There’s no polite way of saying it. It seems to me lately that Japan is turning into a nation of cheapskates. But, truth be told, Japanese have always adopted a defensive stance when it comes to spending money. This is one of the reasons why it is so important to establish a relationship of trust with Japanese buyers, before they will part with their or their company’s “hard-earned”. Building trust and status have always been the prerequisites for brands to entice people in this country to open their wallets. And when those prerequisites are met, until recently, they have spent big. For example, Japan’s luxury business for many years weathered the long-term national economic decline. Consumers simply made economies in other areas of their budget so that they could splurge on whatever totemic item that was flavour of the month.
Those salad days appear to be fading fast. Taking some wind out of the sails of the “mass” luxury sector, cheap specialty apparel retailers like H&M have provided new consumption experiences and enabled new modes of personal expression. For a long time it was thought that Japan’s famously finicky consumers worshipped only at the altar of what seemed like to outsiders, an insanely over-engineered level of quality. What successful marketeers in Japan now understand is that the equation is not quite so simple in a consumer market undergoing a secular economic decline. Quality remains important, but today’s poorer shoppers are more aware of the possibility of striking a balance between price and quality as they attempt to prolong the joys of consumerism on a limited budget.
It is not just in fashion that this trend is evident. Surveys of grocery buyers in 2008 and 2011 by the Japan Cooperative General Research Institute showed in those years, the percentage of buyers citing low price as a key criterion for buying meat had risen from 24% to 52%, while at the same time those citing quality had risen from 24% to 41%. Overall, the most important criterion was the balance between price and quality cited by 70% of buyers in 2011, where it had only been 50% and third ranked in 2008. I believe those data encapsulate what is happening in every single category in Japan as buyers continue to seek world-class quality, but at increasingly lower price points. Japan’s notoriously hard to please consumers, just got even harder to please!
An example of a business delivering high quality at low price points is an eyeglass retail chain called Zoff. Zoff has a series of stores in high-profile locations including Tokyo’s Harajuku. Their frames offer the latest looks with great quality, but cost as little as 5,000 yen. At those kinds of prices, the average fashion conscious consumer can buy several pairs, get a different look for a range of occasions and still have enough money to eat out several times to show them off.

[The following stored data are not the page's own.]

PR #599, opened 2017-09-17
static-contracts: less or/sc optimization

### LINKED ISSUE #598: Unsound static contracts optimization

bennn:
Closes #598 . 

Update: generalized the optimizer's notion of a `side` so that `or/sc` can say "I'm on the positive side, but don't optimize my immediate children, but do optimize my children's children (if any)"

### DIFF
--- a/typed-racket-lib/typed-racket/static-contracts/optimize.rkt
+++ b/typed-racket-lib/typed-racket/static-contracts/optimize.rkt
@@ -117,22 +117,105 @@
     [(arr/sc: args rest (list (any/sc:) ...))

One foreign entrant getting in on the act is the Danish discount chain, Tiger Copenhagen. Tiger offers an eclectic range of high-design items, mostly costing around 100 yen. Within three days of opening their first store in Osaka, there were reports of the entire store having sold out. Osaka people are well known for their canniness with money but, of course, what really makes a concept like Tiger work so well is that the Japanese consumer truly appreciates great design. Tiger and H&M show that if you can offer great design at accessible price-points you can create the ultimate modern shopping experience — cheap, fun and repeatable.
The cheapskate trend has even asserted itself in the world of fine dining. At L’As restaurant in Tokyo’s ritzy Aoyama, you can treat yourself to a multiple course dinner that would be the equal of any high quality restaurant in London, Paris or New York for a surprisingly reasonable 5,000 yen. The only catch is that every diner has just the one set-course to choose from every month — a clever way of keeping costs under control and maximizing execution. On the lower end there are numerous examples of amazing deals such as the Izakaya Kakumei chain that offers unlimited free shochu, Kura Zushi offering decent quality sushi at 100 yen per plate and the far from shabby looking Nanezou which offers all you can eat Shabu Shabu for 1,980 yen.
It will be interesting to see how far the trend can carry, because there are limits to what companies can deliver at such low prices. However, as a harbinger of trends elsewhere in the world it would be worth looking at what is going on here. Japan is truly setting the standard in terms of marketing to a consumer with a declining budget, but continuing to deliver products and services that make the buyer feel pampered, not poor.